Article 20 the Secretary of the board of directors shall remind the directors, supervisors and senior managers of the company to perform the obligations of loyalty and diligence. If the aforesaid personnel are aware of the violation of relevant laws and regulations, other normative documents or the articles of association and make or may make relevant decisions, they shall give a warning and immediately report to the board of directors of the company.

Article 21 the Secretary of the board of directors shall perform other duties required by the company law, the CSRC and the Shanghai Stock Exchange.

Article 22 the company shall provide convenience for the Secretary of the board of directors to perform his duties, and the directors, supervisors, senior managers and relevant staff of the company shall cooperate with the Secretary of the board of directors in performing his duties. The Secretary of the board of directors may directly report to the Shanghai stock exchange if he is unduly obstructed or seriously obstructed in the performance of his duties.

Article 23 in order to perform his duties, the Secretary of the board of directors has the right to know the financial and operating conditions of the company, consult all documents within his scope of responsibility, and require relevant departments and personnel of the company to provide relevant materials and information in time.

Article 24 when the company holds the general manager’s office meeting and other meetings involving major matters of the company, it shall timely inform the Secretary of the board of directors to attend as nonvoting delegates and provide meeting materials.

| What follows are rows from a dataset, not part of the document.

PR #394, opened 2025-07-18
fix: requirements.txt format

EverythingElseWasAlreadyTaken:
Remove some trailing commas in requirements.txt, which could lead to errors in older pip versions and remove duplicate requirements.

Set lower base version of bitarray in pyproject.toml for better compatibility.

### DIFF
--- a/pyproject.toml
+++ b/pyproject.toml
@@ -25,7 +25,7 @@ dependencies = [
   'fasm>=0.0.2',
   'requests>=2.0.0',
   'cmd2>=2',
-  'bitarray>=3.4.3',
+  'bitarray>=3.0.0',
 ]
 
 [project.urls]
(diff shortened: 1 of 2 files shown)


KelvinChung2000:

Article 25 the Secretary of the board of directors shall sign a confidentiality agreement with the company and promise to continue to perform the confidentiality obligation during the term of office and after leaving office until the relevant information is disclosed to the public. However, the information involving the company’s violations of laws and regulations does not belong to the scope of confidentiality that should be performed as mentioned above.

Article 26 the board of directors of the company shall employ securities affairs representatives to assist the Secretary of the board of directors in performing his duties.

When the Secretary of the board of directors is unable to perform his duties or authorized by the Secretary of the board of directors, the securities affairs representative shall perform his duties on his behalf. During this period, the Secretary of the board of directors shall not be exempted from his responsibilities.

The securities affairs representative shall obtain the qualification certificate of secretary of the board of directors recognized by Shanghai Stock Exchange.

Chapter IV training

Article 27 the candidates for secretary of the board of directors or securities affairs representative of the company shall participate in the qualification training recognized by Shanghai Stock Exchange. In principle, the training time shall not be less than 36 class hours, and obtain the qualification certificate of secretary of the board of directors.

Article 28 in principle, the Secretary of the board of directors of the company shall participate in the follow-up training of the Secretary of the board of directors organized by the stock exchange at least once a year.

If the Secretary of the board of directors is criticized by the stock exchange and fails to pass the annual assessment, he shall participate in the latest follow-up training for the Secretary of the board of directors held by the stock exchange.

Chapter V supplementary provisions

Article 29 for matters not covered in this system, the Secretary of the board of directors shall implement them in accordance with relevant laws, administrative regulations, departmental rules, normative documents and the articles of association.

Article 30 the system shall come into force after being deliberated and approved at the meeting of the board of directors of the company, and the same shall apply to the modification.

Article 31 the system shall be interpreted by the board of directors of the company.